1. The netlist riaa-circuit.cir

2. The cost function procedure riaa-cost.src

   This checks that the each of the parameter values, stored by the optimizer in vector p, lies in an acceptable range. If so, it alters the corresponding resistor values, and obtains the frequency response with an AC sweep analysis. The deviation from the ideal RIAA curve is calculated and stored in the vector 'error'. The cost to be minimized is set equal to the mean squared error. The plot created by the AC sweep is destroyed before returning, in order to conserve memory.

3. The task definition riaa-optim.src

   This invokes the optimizer, defines the RIAA standard curve, and displays the results as graphs.

Using the optimized values for the resisistors, the amplifier deviates from the RIAA curve by ±0.07 dB over the range 20 Hz — 20 kHz.

Device	R1	R2	R3	R4	R5
Original (Ω)	24000	2610	2000	22600	953
Optimized (Ω)	24786	2685	2804	25152	1109

Difference between Phonocard Equaliser and RIAA reference curve.

Linearize a Differential Input Stage

The the maximum input range, distortion, and linearity of an amplifier can be improved by summing two offsetted differential input stages. In this example, we seek the offset that maximises the range of input over which the gain is constant to within 2dB. This a one-parameter problem. The areas of the devices are adjusted by varying the parameter p. The 'cost' is (minus) the range explicitly calculated from the transfer function. The task is divided into three files:

1. The netlist diffpair-circuit.cir

2. The cost function procedure diffpair-cost.src

   This checks that the value of the parameter p, set by the optimizer, lies in an appropriate range. If so, it alters the transistor areas, keeping the total area constant, and performs a DC sweep. It calculates the 'gain' of the amplifier from the derivative with respect to the sweep. Starting at the zero-input gain, the procedure works along the sweep until the it finds the point where the variation in the gain is just within the specification set by the variable $ripple, 2dB in this case. It sets the cost to the value of the sweep variable at this point, and negates; the optimizer minimizes cost, but we want the largest range. The plot created by the DC sweep is destroyed before returning, in order to conserve memory.

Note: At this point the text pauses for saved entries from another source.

PR #713, opened 2019-11-27
Return tracer functions

### LINKED ISSUE #712: ENH add methods to get out effective quantities from tracers
It would be very helpful to have canned methods to get out the effective IA bias as a function of redshift etc from the new tracer objects. 

@damonge for viz

damonge:
Closes #712 
Currently can return radial kernel. If @beckermr approves of this setup I'll implement transfer functions, ell-factors, and bessel derivative orders.

### DIFF
--- a/.travis.yml
+++ b/.travis.yml
@@ -19,7 +19,7 @@ install:
   - "./.travis/install.sh"
   - export PATH=$HOME/miniconda/bin:$PATH
   - source activate test-environment
-  - if [[ $TRAVIS_OS_NAME == 'osx' ]]; then conda install -y llvm-openmp clang=4.0.1; fi
+  - if [[ $TRAVIS_OS_NAME == 'osx' ]]; then conda install -y llvm-openmp; fi
   # this is a hack for conda osx compilers
   - if [[ $TRAVIS_OS_NAME == 'osx' ]]; then export DYLD_FALLBACK_LIBRARY_PATH=${CONDA_PREFIX}/lib; fi
   - if [[ $TRAVIS_OS_NAME == 'osx' ]]; then export CONDA_BUILD_SYSROOT=/; fi
--- a/.travis.yml
+++ b/.travis.yml
@@ -19,7 +19,7 @@ install:
   - "./.travis/install.sh"
   - export PATH=$HOME/miniconda/bin:$PATH
   - source activate test-environment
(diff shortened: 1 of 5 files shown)


damonge:
Actually, I implemented everything. Let me know what you think.

damonge:
as I said in the issue: why do you prefer that? If you called the constructor you should have access to those quantities already.

beckermr:
Not necessarily. This is a feature I want so if you don’t want to do it I will.

damonge:
No, I'm fine doing it. Just to be clear: would it be enough with just returning the input arrays?

beckermr:
No need to redo it. I’d rather they use the internal methods to recompile them. This would be a better check.

damonge:
Humm, that's gonna be annoying, I think. For number counts it's as simple as dividing the radial kernel by H(z), but for lensing you'd have to deconvolve the N(z) from the lensing kernel. Is this what you were thinking?

beckermr:
I’m ok with the dndz being separate. I think having access to what is actually in the kernel is important if at all possible.

damonge:
OK, so the IA bias and the galaxy bias are just given by the transfer functions, so you can get those by using the `get_transfer` method I just implemented (I can write a wrapper of it in the WeakLensing tracer for the IA bias and another one for the galaxy bias in the NumberCounts tracer).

3. The task definition diffpair-optim.src

   This invokes the optimizer, and plots a sweep corresponding to the best value found.

MacSpice finds the best value at p = 0.7523438, Δp = 0.00078125 which corresponds to a ratio of areas for the 'N' and '1X' transistors of (1+p)/(1−p) = 7.08, i.e. seven-to-one.

Another way to tackle this problem with the MacSpice optimizer is to treat it as a two-parameter optimization (diffpair-optim2.src). In addition to the areas, the range is treated as an adjustable parameter. In this scenario, the cost function is much easier to calculate (it's just minus the range parameter) but procedure to evaluate the cost (diffpair-cost2.src) must also calculate the variation in gain over the range and reject (by signalling a constraint violation) the parameters if the variation exceeds 2dB.